The results of the FBI's investigation into Hillary Clinton's emails found on Anthony Weiner's laptop might have impacted the course of history - but most Americans casting ballots do not understand how such an examination occurs. "How, is it possible," many ask, "that the FBI analyzed 600,000 emails in just a few days?"
While I am not privy to the FBI's internal workings, and the folks actually involved with examining the relevant materials cannot discuss the process with the public, I thought I would share information on how a cyber-forensic examination of this nature likely occurs. This article is not meant to document the forensic process, nor to provide any sort of comprehensive overview, but, rather, to explain some of the important steps that were likely used by the FBI, and to convey how analysis of Antony Weiner's computer could have been completed so quickly. In fact, based on what I describe below, the actual technical examination probably could have been completed a lot faster had it not been for rules and regulations to which the FBI is subject.
So, here are some steps that likely transpired:
1. Obtain proper warrants and/or permission
No law enforcement agency wants to make evidence inadmissible by obtaining it illegally.
2. Ensure "chain of custody"
A "chain of custody" is established to ensure that nobody can tamper with evidence, and that no outside party can reasonably claim that evidence might have been modified. The FBI already has such a process in place, and that process was, no doubt, used to ensure that nobody could claim that something that the FBI later found on Anthony Weiner's computer was not there when the FBI obtained the machine. Documentation of everything done during the process of examining the laptop is also important for the same reason.
3. Image the laptop
For multiple reasons, competent investigators never work on the actual device in question - so the FBI likely made copies - that is full, forensically sound images -- of Anthony Weiner's computer's hard disk or SSD. Note that the image is normally of the entire device's storage - investigators do not attempt to isolate materials belonging to different users from one another at this point. So, any emails that were on the device and belonged to Huma Abedin, aide to Hillary Clinton and estranged-wife of Anthony Weiner, would have been part of the FBI's image.

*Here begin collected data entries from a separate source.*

PR #6928, opened 2022-05-23
Adding the missing spaceship parts unit sprites for FantasyHex tileset

GeneralWadaling:
yeah it is simple as that


SomeTroglodyte (approved):
Cute lil' truckies.
We'll have to remember to redo the atlas before next release, no biggie.

PR #6929, opened 2022-05-24
Save and load reorg and keyboard handling

SomeTroglodyte:
Some rework of the SaveGameScreen and LoadGameScreen.
At first this was meant to not change any existing behaviour, but then... 

#### Debatable details
- (edited - GLFW is not to blame but lwjgl3 - or Gdx for not using the raw function) A drive-by shooting: [GLFW](https://www.glfw.org/docs/3.4/group__input.html#gaba1f022c5eb07dfac421df34cdcd31dd) is used under the hood by lwjgl3 and thus by Gdx for the clipboard. The [lwjgl3 glue function](https://github.com/LWJGL/lwjgl3/blob/9afbf8c3e0c980394a897af78db41b75e68a30df/modules/lwjgl/glfw/src/generated/java/org/lwjgl/glfw/GLFW.java#L4712) limits data size to the depth of a MemoryStack which defaults to 64k. Thus most games (and crashscreen copy) would error out and not copy. 384k is still stingy, but - why the hell were they so extremely stingy in the first place? Since that limit affects the GZipped size - could cover most games. No relation to Android version - different backend.
- The SaveGameScreen has a "Current Saves" header, Load does not - for the same content. I've kept the discrepancy on purpose. Could save a few lines if we were to equalize.

#### Features
- Modular, some code duplication reduced - some still to find (those three moved functions resume quickload and quicksave are for now only moved to the ui/saves package)
- Both can be _mostly_ operated by keyboard now. Ctrl-S, Enter - saved to default name. Ctrl-S, "Hello", Enter - saved as "Hello". Ctrl-L, Arrow down, Enter - loads most recent. Vertical arrow keys and PgUp/PgDown, Enter, Ctrl-C. Ctrl-V and Del do logical things. Ctrl-A is almost intuitive.
- More info when things go wrong
- Less dialog when loading a save with missing mods the "normal" way - Jack's code covered only from clipboard and ?from custom? - anyway, works the same for normal load now, meaning no error dialog but the red label and button to download.
- I think there were one or two places where the heavy lifting was still synchronous.

#### Discarded (maybe postponed) ideas
- Arrows could use a key repeat function. Far too much effort - you would have to do timer stuff yourself. Gdx first suppresses any key auto repeat the OS might do, then reimplements it for some widgets - try reading TextField source.
- Filter and Sort akin to Mod manager
- Confirm for Delete
- Forgot some...


SomeTroglodyte:
> Also, I've 100% copied to clipboard saves larger than 64kb before this PR. Guess there's another another implementation on Windows?

Makes me curious. Wanna go and set a breakpoint down there in GLFW where the MemoryStack is built and look at the first pointer returned? I did, and it _was_ just a few hundred below 64k. GLFW sources also confirm that is the default.

SomeTroglodyte:
- Take any `Gdx.app.clipboard.contents =`, e.g. old LoadGameScreen line 132
- Ctrl+B on the `contents`, takes you to com.badlogic.gdx.utils.Clipboard
- Select `Clipboard`, Ctrl-Alt-B, choose Lwjgl3Clipboard - now we're in com.badlogic.gdx.backends.lwjgl3
- Down on `GLFW.glfwSetClipboardString` a Ctrl-B - now in org.lwjgl.glfw
- Set the breakpoint right after the `try`, launch and copy something large
- In my choice I get `string.length() == 248864` and `stackPointer == 65536`
- F8 -> goes right to `finally`, no `nglfwSetClipboardString`

yairm210:
Conflicts

SomeTroglodyte:
> Conflicts

Pretty obvious, both touching MainMenu.autoLoadGame - but I'll re-test both desktop and droid.

SomeTroglodyte:
Good thing I tested again - there was a loophole where having autosaves _only_, then showing them, selecting one, un-showing them (so no saves visbible) then pressing an arrow key would crash: found & eradicated.

SomeTroglodyte:
If only we understood more. Will those 384k be added as TLS to _every_ thread in the process??? Can we adapt and set it dynamically? Could we bypass Gdx to get at GLFW.glfwSetClipboardString(ByteBuffer)? Sigh...

core/src/com/unciv/ui/saves/QuickSave.kt
```diff
@@ -0,0 +1,97 @@
...
+        launchCrashHandling("LoadGame") {
+            try {
+                val loadedGame = gameSaver.loadGameByName("QuickSave")
+                postCrashHandlingRunnable {
+                    toast.close()
+                    UncivGame.Current.loadGame(loadedGame)
+                    ToastPopup("Quickload successful.", screen)
+                }
+            } catch (ex: Exception) {
+                postCrashHandlingRunnable {
```
yairm210, line 46: Toast should be closed on unsuccessful attempt as well, maybe the whole thread should be taken out of try catch

core/src/com/unciv/ui/saves/QuickSave.kt
```diff
@@ -0,0 +1,97 @@
...
+                    loadingPopup.close()
+                    ToastPopup("Cannot resume game!", screen)
+                }
+                return@launchCrashHandling
+            }
+
+            if (savedGame.gameParameters.isOnlineMultiplayer) {
+                try {
+                    screen.game.onlineMultiplayer.loadGame(savedGame)
```
yairm210, line 82: We're still running in a thread, you suresure that loadmultiplayer doesn't require gl context?
Maybe the if else should be inside the try catch for simplicity

desktop/src/com/unciv/app/desktop/DesktopLauncher.kt
```diff
@@ -23,6 +23,8 @@ internal object DesktopLauncher {
         // Solves a rendering problem in specific GPUs and drivers.
         // For more info see https://github.com/yairm210/Unciv/pull/3202 and https://github.com/LWJGL/lwjgl/issues/119
         System.setProperty("org.lwjgl.opengl.Display.allowSoftwareOpenGL", "true")
+        // This setting (default 64) limits clipboard transfers. Value in kB!
```
yairm210, line 26: If this is an arbitrary number please write that so we know later we can change it
If not please look to relevant source

core/src/com/unciv/ui/saves/QuickSave.kt
SomeTroglodyte: This was just _moved_ code, no attempt yet to improve on it.

The whole file is a TODO meant for later, the advantage being to have all save/load _UI_ code in one package and folder, out of WorldScreen, making such improvements easier. And before anyone asks - yea I _know_ maps _aren't_ reusing this for the common usecases but should do so.

core/src/com/unciv/ui/saves/QuickSave.kt
SomeTroglodyte: Moved code last touched by Timo if remember the merge correctly. Didn't second-guess it.

desktop/src/com/unciv/app/desktop/DesktopLauncher.kt
SomeTroglodyte: Maybe even make it a setting to allow our support hotline to just say 'open your config in VIM and add...'... Nah. Maybe one day I have the Eureka on how to bypass Gdx calling the wrong lwjgl3 function.

core/src/com/unciv/ui/saves/QuickSave.kt
SomeTroglodyte: ...At least in the case the just loaded GameInfo passes the `hasLatestGameState` test (which runs synchronously), the OnlineMultiplayer code does the postRunnable. So, better not interfere.

desktop/src/com/unciv/app/desktop/DesktopLauncher.kt
SomeTroglodyte: The lwjgl3 glue layer to GLFW has a glfwSetClipboardString(long, CharSequence) and a glfwSetClipboardString(long, ByteBuffer) overload, and only the former does that despicable MemoryStack.nUTF8 conversion.

SomeTroglodyte: lwjgl3, not GLFW - the file is called that, but it's the lwjgl3 glue to the latter. Yes of course, I just meant Gdx would have a change to mitigate, but we no longer have. Not in a way I can think of. Well, short of of forking and patching. Or PR'ing a patch to them and waiting....................

SomeTroglodyte: Yea but... That clipboard stuff gets complicated once you dive deep, and some of that abstraction I wouldn't want to replicate. So -> ask lwjgl3 directly, but if we pull in those dependencies, will that coexist nicely??? That's where my brain says "SEP".

yairm210:
Is ready?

4. Initially examine the image (often with an automated tool)
Investigators look to see what type of materials are in the image. In the case of Anthony Weiner's computer, investigators were likely looking for materials related to his sexting - were there relevant photos or videos on the device? Pertinent emails? Logs of visits to websites? Etc. There seems to be no evidence to suggest that the FBI was actively looking for anything related to the Clinton case - rather that agents examining Weiner's computer stumbled upon materials that they thought might be relevant to the Clinton case, notified those involved, and escalated the matter until it reached the FBI Director.
5. An automated scanning tool or series of tools is/are run to perform multiple functions
Investigators use automated tools to search the device for specific keywords and for things related to the keywords (while this can be done with regular expressions or various language analysis engines, FBI investigators likely use one or more tools that automated this process). In the case of Weiner's computer, the FBI might have looked for emails mentioning Hillary Clinton, or containing her name or email address in the To: and From: fields, as well as various keywords and terms related to classified information. Investigators can also remove materials based on keywords in email From: fields - any emails sent from Netflix, Amazon, or eBay, for example, were not relevant to the Clinton investigation, and may have been excluded by the FBI from the start. Automated tools also remove duplicates - there is no sense wasting time reviewing the same email, photo, or video that is present multiple times within the device image. Duplicates are often identified using signatures or hash-representations of files and emails - making comparison and removal of duplicates much faster than many people might expect. Also, in the case of Clinton's emails, since the FBI already had reviewed many emails taken from Clinton's mail server, they certainly performed duplicate-removal analysis against all of those emails.
6. Perform a manual review
The resulting set of non-duplicate items that match, or are similar to, the relevant keywords is reviewed manually. In the case of Weiner's computer, anything relevant to the Clinton case that was discovered during the manual review (if anything of that nature was actually found) was likely escalated to several parties at the FBI to determine if it had any impact on the Clinton case.
Ironically, while people wonder how the FBI technically could examine the laptop in only a few days, the legal and procedural matters surrounding the review might have caused the FBI to take longer to examine it than it would have taken someone in the private sector. Considering how many excludable-from-the-start emails likely existed, how many duplicates likely existed of emails to and from Clinton, and how fast computers can perform the relevant analysis, a private firm beginning a similar task at the same time as the FBI might have completed its entire analysis before the FBI was able to even obtain its warrant.